Apathy was associated with cognitive decline, affecting both global cognition and executive function. Of note, an inability to program and execute plans—core features of executive function—can result in reduced goal-directed behaviors, a subdomain of apathy, indicating a close link between these two constructs (
21). Associations between apathy and cognitive decline have also been shown in other neurodegenerative diseases, such as Alzheimer’s disease (AD) and Parkinson’s disease (PD) (
112,
113). Even among cognitively normal individuals, apathy was associated with a twofold increase in the risk of conversion to mild cognitive impairment (
114). Taken together, these findings underscore the importance of apathy as a proxy for cognitive decline.
The association of apathy with irritability in HD can be explained by the involvement of relevant subcortical and frontal circuits. Only one study provided evidence in support of the connection between apathy and irritability (
32). It has been suggested that apathy may mask irritability, resulting in the lack of overt external expression of anger (
32). As anosognosia frequently occurs in HD patients, detection of irritability can be challenging in HD patients with apathy and requires a detailed interview with the patient and caregiver.

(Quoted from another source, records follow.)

PR #766, opened 2020-08-04
[NO_TICKET] Update default font image path

bernardwang:
### Summary
- Update the default font and image path to `../fonts` rather than `./fonts`

### How to test
- Ensure the core builds
- Ensure both child design systems build


line47:
✅  The core design system builds 
✅  The medicare child design system builds 
✅  The healthcare child design system builds

PR #1142, opened 2021-09-16
Simplify analytics API

pwolfert:
## Summary
In anticipation of implementing analytics in [hcgov-design-system](https://github.com/CMSgov/hcgov-design-system), simplify the analytics API for components as well as the helper function used to implement analytics. As far as we know, nobody is currently using the exposed `sendAnalytics` function or the `analytics` prop on any of the three components with analytics. This gives us freedom to pare it down to the only property of the event that product teams would actually consider overriding.


packages/design-system/src/components/analytics/SendAnalytics.ts
```diff
@@ -47,50 +35,38 @@ interface AnalyticsEventProps {
   [additional_props: string]: unknown;
 }
 
-export function sendAnalytics(event: EventType, props: AnalyticsPayload, retry = 0): string {
-  if (window.utag && window.utag[event]) {
+const MAX_RETRIES = 3;
+const TIMEOUT = 300;
+
+window.utag = { link: console.log };
```
scheul93, line 41: [fix] I'm getting a build error that `window is not defined` at this line
Not sure if this is happening because this was moved out of a function?

pwolfert: Whoops, that was for my debugging

packages/design-system/src/components/analytics/index.ts
```diff
@@ -1 +1 @@
-export { default as sendAnalytics } from './SendAnalytics';
+export { default as sendAnalytics } from './sendAnalytics';
```
scheul93, line 1: [nitpick] does this need to stay `SendAnalytics` to match the file name casing?

scheul93:
Overall, I think this is a good change because it simplifies the analytics. I guess, the assumption is that no one outside the DS was using the exported functions in `SendAnalytics` so renaming these shouldn't break anything?

packages/design-system/src/components/analytics/index.ts
pwolfert: Whoops, that was left over from a time when I thought I'd change the case of some files, and it was a terrible idea.

scheul93 (approved):

pwolfert:
> I guess, the assumption is that no one outside the DS was using the exported functions in SendAnalytics so renaming these shouldn't break anything?

That is my assumption, yes. I've verified it with HC.gov teams but not M.gov

packages/design-system/src/components/analytics/SendAnalytics.test.ts
```diff
@@ -1,6 +1,6 @@
-import { sendAnalyticsEvent } from './SendAnalytics';
+import { sendLinkEvent } from './sendAnalytics';
```
scheul93, line 1: [fix] the casing on the file name is causing unit tests to fail

pwolfert: 🤦‍♂️ I really thought TS would catch these for me.

PR #1149, opened 2021-09-20
[NO-TICKET] Update link to Jenkins job

pwolfert:
## Summary
The deploy script broke due to some recent changes in a shared script. That script doesn't support spaces in the job name or parent folder, so I renamed the job and its parent folder.


zarahzachz (approved):
Looks great!

PR #1153, opened 2021-09-22
[NO-TICKET] Update table example to fix right aligned header

line47:
## Summary
This was brought up in Slack as something to fix about the plain HTML table example. The header is right aligned and it looks off. 

### Changed
Removed the right align class from the table headers and cells. I think a better right aligned example would be needed to show when and why to align table content to the right.

## How to test
Go to the demo site table page and see that the html table header for `Rate` is no longer right aligned. 
http://design-system-demo.s3-website-us-east-1.amazonaws.com/sw-remove-table-alignment


pwolfert (approved):
Sounds good to me 👍 They did look a little weird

A role for a number of brain structures has been consistently reported across different disorders associated with apathy, especially PD and AD; these structures include the ventral tegmental area of the midbrain, ventral striatum, and various parts of the PFC, including the ACC (
110,
115). There are fewer neuroimaging studies evaluating apathy in neurodegenerative diseases such as frontotemporal dementia, progressive supranuclear palsy, and HD than in PD and AD (
115). Although the involvement of structures related to effort-based decision making seems to be a common feature of apathy across all these diseases, further studies are required to define the neural basis and pathophysiology of apathy in HD patients.
Our findings should be interpreted in the context of three main limitations. First, the data involved in the comparisons between patients with premanifest HD and control individuals were very heterogeneous. Second, due to the lack of consensus cutoff scores for apathy scales, we used only apathy scores, not the number of patients with apathy, for the meta-analysis. Third, investigating the potential associations between apathy and other clinical domains (e.g., cognition and social functioning) can be affected by confounding factors that were not well controlled in several studies during their design (e.g., randomization) and analysis (e.g., multivariate strategies).